About 6 months out now, I have some sensation in most parts of my neck and cheek, although there is a small area on my cheek that is essentially numb. The sensation I DO have in the other parts is very distorted. For example, if I run a finger down the center of my throat, I get a “mirror” of that sensation running the same way along my jawline up to my ear. If my finger is cold, I also feel cold in the mirrored area.

Things are distorted in other ways as well. Right after the surgery, when things were still more painful, if I had something as small as a tiny hair caught in the ointment, it registered as a sharp, stinging pain. It felt much, much worse than you would think a hair ever would, but it never failed that as soon as Peter or my mom would pull out the tiny hair, everything would be fine again. Now, I don’t get nearly that same response (thank GOD), but seemingly little things can still seem much more painful than they should. A hair brushing across a certain spot can make me flinch, or if I touch a certain spot the wrong way, a dull pain will sound in my cheek for a few minutes.

One thing that’s challenging is the combination of numbness and pain. Because of the numbness, I can’t feel something brush against my cheek and may only feel it once it’s pressing hard enough to cause pain. Because of the lack of fine feeling, I also don’t know exactly WHAT is causing the pain unless I can see it, which can be disconcerting.

In general, it just “doesn’t feel good” to touch most of my neck and cheek. I AM doing a lot better than I was before though; I now CAN touch it, which was really hard to do before. If I ever feel like I’m getting too sensitive, or if things just start feeling bad, I do a little massage and then touch becomes more tolerable again. My friend Jonathan gave me a great book on scar massage he wrote, which really helped me think about my scars and sensation in a much more productive way.

I don’t wear necklaces anymore because the chain rubs right along my scar and it doesn’t feel great. I don’t wear earrings nearly as much anymore because the lower half of my right ear has such weird sensation that it doesn’t feel great. However, I HAVE worn earrings (which was huge), and the worst part was just getting them in and out. Once they were in place, I couldn’t even feel it them at all.

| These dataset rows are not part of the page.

PR #7316, opened 2021-12-20
Issue #7277 - Allow `Request.getLocalName()` and `.getLocalPort()` to be overridden (Split authority approach)

### LINKED ISSUE #7277: Allow override of `ServletRequest.getLocalName()` and `.getLocalPort()` in post-intermediary scenarios

joakime:
This is the split authority approach as proposed by @sbordet as an alternate approach for PR #7283


jetty-server/src/main/java/org/eclipse/jetty/server/AbstractConnector.java
```diff
@@ -161,7 +163,18 @@
     private long _idleTimeout = 30000;
     private String _defaultProtocol;
     private ConnectionFactory _defaultConnectionFactory;
+    /* The name used to link up virtual host configuration to named connectors */
     private String _name;
+    /**
+     * The authority used to define the server uri authority fallback for the connection
+     * (see ServletRequest.getServerName(), and ServletRequest.getServerPort()).
+     */
+    private HostPort _serverUriAuthority;
```
gregw: I think just `_serverAuthority` is a better name.

jetty-server/src/main/java/org/eclipse/jetty/server/AbstractConnector.java
```diff
@@ -298,6 +311,43 @@ public int getAcceptors()
...
+            throw new IllegalStateException(getState());
+
+        if (!authority.hasHost() || !authority.hasPort())
+            throw new IllegalStateException("Local Authority must have both host and port declared");
+        else
+            _localAuthority = authority;
+    }
+
+    @ManagedAttribute("server uri authority")
+    public HostPort getServerUriAuthority()
```
gregw:
```suggestion
    public HostPort getServerAuthority()
```

jetty-server/src/main/java/org/eclipse/jetty/server/AbstractConnector.java
```diff
@@ -161,7 +163,18 @@
...
+    /**
+     * The authority used to define the server uri authority fallback for the connection
+     * (see ServletRequest.getServerName(), and ServletRequest.getServerPort()).
+     */
+    private HostPort _serverUriAuthority;
+    /**
+     * The authority used to define the local authority for the connection
+     * (see ServletRequest.getLocalName(), ServletRequest.getLocalAddr(), and ServletRequest.getLocalPort()).
+     */
+    private HostPort _localAuthority;
```
gregw: is this really a local authority?   Feels more like a local address

jetty-server/src/main/java/org/eclipse/jetty/server/HttpChannel.java
```diff
@@ -298,6 +298,64 @@ public EndPoint getEndPoint()
...
+     * scenarios where Jetty is being an intermediary and the local name
+     * needs to be changed to satisfy public (pre-intermediary) HTTP behaviors
+     * such as absolute-URI creation (eg: Location response header).
+     * </p>
+     *
+     * @return the local name if overridden, or the local address, or
+     * null in the case of no local address (usually seen in connectors not based on IP networking).
+
+     */
+    public String getLocalName()
```
gregw, line 320: Why convert to separate name/port methods at the channel level?
I think it would be better if the channel provided `getServerAuthority()` and `getLocalAuthority()` (or `getLocalAddress()` if name change above is accepted).    We only need separate name/port methods in the request where they are defined by servlet API

gregw: Note that the only real reason I see to resolve to name/port methods here is that the existing `getLocalAddress()` returns an `InetSocketAddress`, whilst the new methods return `HostPort`.      I'm thinking it would be simpler to just use `InetSocketAddress` everywhere.

jetty-server/src/main/java/org/eclipse/jetty/server/Request.java
```diff
@@ -1428,20 +1409,24 @@ private String findServerName()
             }
```
gregw, line 1409: Do we have coverage for the code above  here?   I.e. does the `findServerName()` method ever find a `Host` header field? as I'm pretty sure that will have already been copied to the authority in the HttpURI by now.... perhaps if a customizer added a Host header but didn't update the HttpURI?

jetty-server/src/main/java/org/eclipse/jetty/server/Request.java
```diff
@@ -1428,20 +1409,24 @@ private String findServerName()
...
+        {
+            Connector connector = _channel.getConnector();
+            if (connector != null)
+            {
+                HostPort serverAuth = connector.getServerUriAuthority();
+                if (serverAuth != null)
+                {
+                    return formatAddrOrHost(serverAuth.getHost());
+                }
+            }
```
gregw: This feels wrong to be diving down to the connector  here.  Would be better just to ask for `_channel.getServerAuthority()`

gregw (changes requested):

jetty-server/src/main/java/org/eclipse/jetty/server/Request.java
joakime: Yep, this block is used if a `Customizer` sets a `Host` header without updating the authority.

jetty-server/src/main/java/org/eclipse/jetty/server/AbstractConnector.java
joakime: Done.

jetty-server/src/main/java/org/eclipse/jetty/server/AbstractConnector.java
joakime: Done.

jetty-server/src/main/java/org/eclipse/jetty/server/AbstractConnector.java
joakime: Changed to SocketAddress

jetty-server/src/main/java/org/eclipse/jetty/server/AbstractConnector.java
```diff
@@ -161,7 +164,18 @@
...
+    /**
+     * The authority used to define the server uri authority fallback for the connection
+     * (see ServletRequest.getServerName(), and ServletRequest.getServerPort()).
+     */
+    private HostPort _serverAuthority;
+    /**
+     * The address used to define the local address for the connection
+     * (see ServletRequest.getLocalName(), ServletRequest.getLocalAddr(), and ServletRequest.getLocalPort()).
+     */
+    private SocketAddress _localAddress;
```
gregw: I think it is sufficient to have javadoc on the associated getters/setters rather than on the private fields

jetty-maven-plugin/src/main/java/org/eclipse/jetty/maven/plugin/MavenServerConnector.java
```diff
@@ -55,6 +58,8 @@
     private String name;
     private int port;
     private long idleTimeout;
+    private HostPort serverAuthority;
+    private SocketAddress localAddress;
```
gregw: Can't you just use these from the delegate connector?

jetty-server/src/main/java/org/eclipse/jetty/server/ServerConnector.java
```diff
@@ -283,6 +285,19 @@ public void setInheritChannel(boolean inheritChannel)
...
+    {
+        _acceptChannel = acceptChannel;
+        _localPort = _acceptChannel.socket().getLocalPort();
+        SocketAddress localAddress = _acceptChannel.socket().getLocalSocketAddress();
+        if (localAddress instanceof InetSocketAddress)
+            _localName = ((InetSocketAddress)localAddress).getHostString();
+        else
+            _localName = localAddress.toString();
+        if (_localPort <= 0)
+            throw new IOException("Server channel not bound");
```
gregw: It is kind of strange that the `localAddress` here is used to initialize the `_localName`, but not the `_localAddress` or `_serverAuthority`.

I know you said there is a reason??? was it the Proxy protocol?   So either we need to make another attempt to initialize these here or we have to document somewhere in the code why not.   If they are not going to be initialized, then we need better javadoc on getLocalAddress to say what null return means

gregw (changes requested):
Getting close.   Mostly just needs some javadoc cleanups.
However, I would like to have one more go at always initializing the _localAddress and if that can't be done, document why

jetty-server/src/main/java/org/eclipse/jetty/server/AbstractConnector.java
joakime: I'll move these to the `Connector` apidoc, as it's kinda useful information not represented there currently.

jetty-maven-plugin/src/main/java/org/eclipse/jetty/maven/plugin/MavenServerConnector.java
joakime: delegate connector?  Let me review that code again, I didn't notice that.

jetty-server/src/main/java/org/eclipse/jetty/server/ServerConnector.java
joakime: I reverted this.  It's left over from when we attempted to default the localAddress during doStart().
That (the defaulting of localAddress at doStart) couldn't be done for the proxy cases.

jetty-maven-plugin/src/main/java/org/eclipse/jetty/maven/plugin/MavenServerConnector.java
joakime: Fixed

jetty-server/src/main/java/org/eclipse/jetty/server/AbstractConnector.java
joakime: Moved

jetty-server/src/main/java/org/eclipse/jetty/server/Connector.java
```diff
@@ -102,4 +104,48 @@
...
+     * </p>
+     *
+     * @param localAddress the address to use for host/addr/port, or null to reset to default behavior
+     */
+    void setLocalAddress(SocketAddress localAddress);
+
+    /**
+     * Get the optional Server URI authority default
+     *
+     * @return Returns the connection server authority (name/port).
```
gregw:
```suggestion
     * @return Returns the connection server authority (name/port) or null.
```

I really don't like this "or null".

jetty-server/src/main/java/org/eclipse/jetty/server/Connector.java
```diff
@@ -102,4 +104,48 @@
      * @return The connector name or null.
      */
     String getName();
+
+    /**
+     * Get the Local Address of the connection
+     *
+     * @return Returns the connection local address.
```
gregw:
```suggestion
     * @return Returns the connection local address or null.
```
I really don't like the or null.

gregw (changes requested):
I really don't like the fact that in most situations `getLocalAddress` and `getServerAuthority` are going to return null.   If I see those methods on the connector, they should provide valid values if the connector is running.

Currently the semantic of the methods is `getLocalAddressDefault()` and `getServerAuthorityDefault()` or something like that... but "Default" is not the right word, nor is "Override", as any verb we put here is describing an algorithm that is implemented outside of this instance and is just assuming how these methods are used.     So it reeks of bad design the fact that we can't get the name right.   Currently these getters/setters are entirely unrelated to the behaviour of the connector and are essentially fields for an external algorithm.

Can you describe again the use-case that prevents us making these real methods that actually returns a dynamically determined local address and authority (if none have been set)?

jetty-server/src/main/java/org/eclipse/jetty/server/HttpConfiguration.java
```diff
@@ -78,6 +81,9 @@
     private boolean _notifyRemoteAsyncErrors = true;
     private boolean _relativeRedirectAllowed;
 
+    private HostPort _serverAuthority;
+    private SocketAddress _localAddress;
```
gregw, line 83: We need to either add these fields to the copy constructor OR well document that they are not copied by the copy constructor.

I'm probably happy with either approach... whatever works best in the XML and makes more sense for configuring http and https connectors.

jetty-server/src/main/java/org/eclipse/jetty/server/HttpConfiguration.java
```diff
@@ -662,6 +668,71 @@ public boolean isRelativeRedirectAllowed()
         return _relativeRedirectAllowed;
     }
 
+    /**
+     * Get the Local Address of the connection
+     *
+     * @return Returns the connection local address.
+     */
+    @ManagedAttribute("Local address override")
+    public SocketAddress getLocalAddress()
```
gregw:
```suggestion
    /**
     * Get the SocketAddress override to be reported as the local address of all connection
     *
     * @return Returns the connection local address override or null.
     */
    @ManagedAttribute("Local address override")
    public SocketAddress getLocalAddress()
```

jetty-server/src/main/java/org/eclipse/jetty/server/HttpConfiguration.java
```diff
@@ -662,6 +668,71 @@ public boolean isRelativeRedirectAllowed()
...
+        _localAddress = localAddress;
+    }
+
+    /**
+     * Get the optional Server URI authority default
+     *
+     * @return Returns the connection server authority (name/port).
+     */
+    @ManagedAttribute("Server authority override")
+    public HostPort getServerAuthority()
```
gregw:
```suggestion
     * Get the Server URI authority default to be used if no authority is provided by a request.
     *
     * @return Returns the connection server authority (name/port) or null
     */
    @ManagedAttribute("Server authority default")
    public HostPort getServerAuthority()
```

gregw (dismissed):
Much better.
Just a couple of javadoc tweaks and the config copy constructor to resolve (one way or the other). 

Actually we should probably also define some properties in the mod files and update the xml that sets up our HttpConfiguration to test that it is usable as we think it should be.

jetty-server/src/main/java/org/eclipse/jetty/server/HttpChannel.java
```diff
@@ -298,8 +299,73 @@ public EndPoint getEndPoint()
...
     }
 
+    /**
+     * <p>Return the Local Name of the connected channel.</p>
+     *
+     * <p>
+     * This is the name after the connector is bound and the connection is accepted.
+     * The value is typically the local address and optionally the local host name
+     * if the local address is unavailable.
+     * </p>
```
sbordet, line 308: This javadoc paragraph is incorrect, the address is never returned, only the host name.

jetty-server/src/main/java/org/eclipse/jetty/server/HttpConfiguration.java
sbordet: It's not the _URI_ authority, just the `server authority`.
The description of `@ManagedAttribute` should be "The server authority if none provided by requests".

jetty-server/src/main/java/org/eclipse/jetty/server/HttpConfiguration.java
```diff
@@ -662,6 +668,71 @@ public boolean isRelativeRedirectAllowed()
...
+    {
+        return _serverAuthority;
+    }
+
+    /**
+     * <p>
+     * Specify the connection server uri authority (name/port) used within application API layer
```
sbordet: Here again, remove "uri" and add that's used if no authority is provided by the request.

jetty-server/src/main/java/org/eclipse/jetty/server/HttpConfiguration.java
```diff
@@ -662,6 +668,71 @@ public boolean isRelativeRedirectAllowed()
...
+     * </p>
+     *
+     * @param authority the authority host (and optional port), or null to reset to default behavior
+     */
+    public void setServerAuthority(HostPort authority)
+    {
+        if (authority == null)
+            _serverAuthority = null;
+        else if (!authority.hasHost())
+            throw new IllegalStateException("Server URI Authority must have host declared");
```
sbordet: Remove "URI".

jetty-server/src/main/java/org/eclipse/jetty/server/HttpConfiguration.java
```diff
@@ -662,6 +668,71 @@ public boolean isRelativeRedirectAllowed()
...
+     * and {@code ServletRequest.getLocalPort()}.
+     * </p>
+     *
+     * @param localAddress the address to use for host/addr/port, or null to reset to default behavior
+     */
+    public void setLocalAddress(SocketAddress localAddress)
+    {
+        Objects.requireNonNull(localAddress, "Local Address");
+
+        _localAddress = localAddress;
```
sbordet:
```suggestion
        _localAddress = Objects.requireNonNull(localAddress);
```

jetty-server/src/main/java/org/eclipse/jetty/server/HttpConfiguration.java
sbordet: I would go for full copy of these fields, like all the others.

jetty-server/src/main/java/org/eclipse/jetty/server/Request.java
```diff
@@ -1428,21 +1409,25 @@ private String findServerName()
...
+            HttpConfiguration httpConfiguration = _channel.getHttpConfiguration();
+            if (httpConfiguration != null)
+            {
+                HostPort serverAuth = httpConfiguration.getServerAuthority();
+                if (serverAuth != null)
+                {
+                    return formatAddrOrHost(serverAuth.getHost());
+                }
+            }
+        }
```
sbordet, line 1417: This block should be moved to `HttpChannel.getServerAuthority()`, to make it similar to `HttpChannel.getLocalName()`.

jetty-server/src/main/java/org/eclipse/jetty/server/Request.java
```diff
@@ -1474,19 +1460,29 @@ private int findServerPort()
...
-            return getLocalPort();
+        {
+            HttpConfiguration httpConfiguration = _channel.getHttpConfiguration();
+            if (httpConfiguration != null)
+            {
+                HostPort serverAuth = httpConfiguration.getServerAuthority();
+                if (serverAuth != null)
+                    return serverAuth.getPort();
+            }
+        }
```
sbordet, line 1472: Move this block to `HttpChannel.getServerAuthority()`.

jetty-server/src/main/java/org/eclipse/jetty/server/HttpChannel.java
```diff
@@ -298,8 +299,73 @@ public EndPoint getEndPoint()
...
+     * <p>
+     * Value can be overridden by {@link HttpConfiguration#setLocalAddress(SocketAddress)} for
+     * scenarios where Jetty is being an intermediary and the local name
+     * needs to be changed to satisfy public (pre-intermediary) HTTP behaviors
+     * such as absolute-URI creation (eg: Location response header).
+     * </p>
```
sbordet, line 316: This paragraph is incorrect. It's not used for URI creation (and should not be).

jetty-server/src/main/java/org/eclipse/jetty/server/HttpChannel.java
```diff
@@ -298,8 +299,73 @@ public EndPoint getEndPoint()
...
+     *
+     * <p>
+     * This is the port the connector is bound to and is accepting connection on.
+     * </p>
+     * <p>
+     * Value can be overridden by {@link HttpConfiguration#setLocalAddress(SocketAddress)} for
+     * scenarios where Jetty is being an intermediary and the local port
+     * needs to be changed to satisfy public (pre-intermediary) HTTP behaviors
+     * such as absolute-URI creation (eg: Location response header).
+     * </p>
```
sbordet, line 350: This paragraph is incorrect. It's not used for URI creation (and should not be).

jetty-server/src/main/java/org/eclipse/jetty/server/HttpChannel.java
```diff
@@ -298,8 +299,73 @@ public EndPoint getEndPoint()
...
+     *
+     * @return the local authority port if overridden, or the local address port, or
```
sbordet: Remove the part on "authority".

jetty-server/src/main/java/org/eclipse/jetty/server/HttpChannel.java
```diff
@@ -298,8 +299,73 @@ public EndPoint getEndPoint()
...
+     * </p>
+     *
+     * @return the local name if overridden, or the local address, or
+     * null in the case of no local address (usually seen in connectors not based on IP networking).
+
+     */
+    public String getLocalName()
+    {
+        SocketAddress localAddress = getHttpConfiguration().getLocalAddress();
+        if (localAddress != null)
```
sbordet: Null check can be removed, as the `instanceof` below would take care of it implicitly.

jetty-server/src/main/java/org/eclipse/jetty/server/HttpConfiguration.java
sbordet: Why can't it be set to `null`? I think it should, as the server authority can.

sbordet (changes requested):

jetty-server/src/main/java/org/eclipse/jetty/server/HttpChannel.java
```diff
@@ -298,8 +300,89 @@ public EndPoint getEndPoint()
...
+                return ((InetSocketAddress)localAddress).getPort();
+        }
+
+        InetSocketAddress local = getLocalAddress();
+        return local == null ? 0 : local.getPort();
+    }
+
     public InetSocketAddress getLocalAddress()
     {
+        SocketAddress localAddress = getHttpConfiguration().getLocalAddress();
```
sbordet: Null check for HttpConfiguration?

sbordet (approved):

I’ve learned how to hold Emmie to reduce the amount she touches or scratches at me on that side. Baby scratches rarely feel good anyway, but they REALLY don’t feel good on that side. Luckily, it seems like we’ve figured out how to avoid most of this, since I hate pulling away from my baby, especially since she doesn’t mean it (she just can’t control her limbs yet).

Overall, things absolutely feel different, but I would trade every sensation again in a heartbeat to know that we got the cancer.